PR #439, opened 2019-02-26
clubhouse: Clip notification banner slide in/out

danigm:
When there's an external monitor on the right side we need to clip the
clubhouse notification banner to avoid this bubble to be visible outside
the main monitor.

This patch clips the notification bubble on every movement so it'll be
full visible when it's full inside the monitor and clipped to the
monitor width when it's at the edge.

### DIFF
--- a/js/ui/components/clubhouse.js
+++ b/js/ui/components/clubhouse.js
@@ -507,6 +507,7 @@ var ClubhouseNotificationBanner = new Lang.Class({
                              { x: endX,
                                time: CLUBHOUSE_BANNER_ANIMATION_TIME,
                                transition: 'easeOutQuad',
+                               onUpdate: this._clipActor.bind(this),
                                onComplete: () => {
                                    // Ensure it only slides in once
                                    this._shouldSlideIn = false;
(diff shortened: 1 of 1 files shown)


js/ui/components/clubhouse.js
```diff
@@ -564,13 +565,28 @@ var ClubhouseNotificationBanner = new Lang.Class({
...
                            onComplete: () => {
                                this.actor.destroy();
                                this.actor = null;
                            }
                          });
     },
 
+    _clipActor: function() {
+        let monitor = Main.layoutManager.primaryMonitor;
+        if (!monitor) {
```
cosimoc: Remove curly braces for single-line blocks

js/ui/components/clubhouse.js
```diff
@@ -564,13 +565,28 @@ var ClubhouseNotificationBanner = new Lang.Class({
...
+            return;
+        }
+
+        let monitor_edge = monitor.x + monitor.width;
```
cosimoc: Use camel case for variables

js/ui/components/clubhouse.js
```diff
@@ -564,13 +565,28 @@ var ClubhouseNotificationBanner = new Lang.Class({
...
+        let actor_edge = this.actor.x + this.actor.width;
+        let offset = actor_edge - monitor_edge;
+        offset = offset > 0 ? offset : 0;
```
cosimoc: You can simplify this with `let offset = Math.max(0, actor_edge - monitor_edge);`

js/ui/components/clubhouse.js
```diff
@@ -507,6 +507,7 @@ var ClubhouseNotificationBanner = new Lang.Class({
                              { x: endX,
                                time: CLUBHOUSE_BANNER_ANIMATION_TIME,
                                transition: 'easeOutQuad',
+                               onUpdate: this._clipActor.bind(this),
```
cosimoc: I wonder if instead of using `onUpdate()` you could tween the `clip` property of the actor itself. No worries if it's inconvenient.

danigm: I don't know, I can't test this right now because I've not the external monitor here.

danigm:
Solved in a commit of this PR: https://github.com/endlessm/gnome-shell/pull/451/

→ **Exercise description**: Output all entries exactly as given above.

→ **Solution below**:
PR #439, opened 2019-02-26
clubhouse: Clip notification banner slide in/out

danigm:
When there's an external monitor on the right side we need to clip the
clubhouse notification banner to avoid this bubble to be visible outside
the main monitor.

This patch clips the notification bubble on every movement so it'll be
full visible when it's full inside the monitor and clipped to the
monitor width when it's at the edge.

### DIFF
--- a/js/ui/components/clubhouse.js
+++ b/js/ui/components/clubhouse.js
@@ -507,6 +507,7 @@ var ClubhouseNotificationBanner = new Lang.Class({
                              { x: endX,
                                time: CLUBHOUSE_BANNER_ANIMATION_TIME,
                                transition: 'easeOutQuad',
+                               onUpdate: this._clipActor.bind(this),
                                onComplete: () => {
                                    // Ensure it only slides in once
                                    this._shouldSlideIn = false;
(diff shortened: 1 of 1 files shown)


js/ui/components/clubhouse.js
```diff
@@ -564,13 +565,28 @@ var ClubhouseNotificationBanner = new Lang.Class({
...
                            onComplete: () => {
                                this.actor.destroy();
                                this.actor = null;
                            }
                          });
     },
 
+    _clipActor: function() {
+        let monitor = Main.layoutManager.primaryMonitor;
+        if (!monitor) {
```
cosimoc: Remove curly braces for single-line blocks

js/ui/components/clubhouse.js
```diff
@@ -564,13 +565,28 @@ var ClubhouseNotificationBanner = new Lang.Class({
...
+            return;
+        }
+
+        let monitor_edge = monitor.x + monitor.width;
```
cosimoc: Use camel case for variables

js/ui/components/clubhouse.js
```diff
@@ -564,13 +565,28 @@ var ClubhouseNotificationBanner = new Lang.Class({
...
+        let actor_edge = this.actor.x + this.actor.width;
+        let offset = actor_edge - monitor_edge;
+        offset = offset > 0 ? offset : 0;
```
cosimoc: You can simplify this with `let offset = Math.max(0, actor_edge - monitor_edge);`

js/ui/components/clubhouse.js
```diff
@@ -507,6 +507,7 @@ var ClubhouseNotificationBanner = new Lang.Class({
                              { x: endX,
                                time: CLUBHOUSE_BANNER_ANIMATION_TIME,
                                transition: 'easeOutQuad',
+                               onUpdate: this._clipActor.bind(this),
```
cosimoc: I wonder if instead of using `onUpdate()` you could tween the `clip` property of the actor itself. No worries if it's inconvenient.

danigm: I don't know, I can't test this right now because I've not the external monitor here.

danigm:
Solved in a commit of this PR: https://github.com/endlessm/gnome-shell/pull/451/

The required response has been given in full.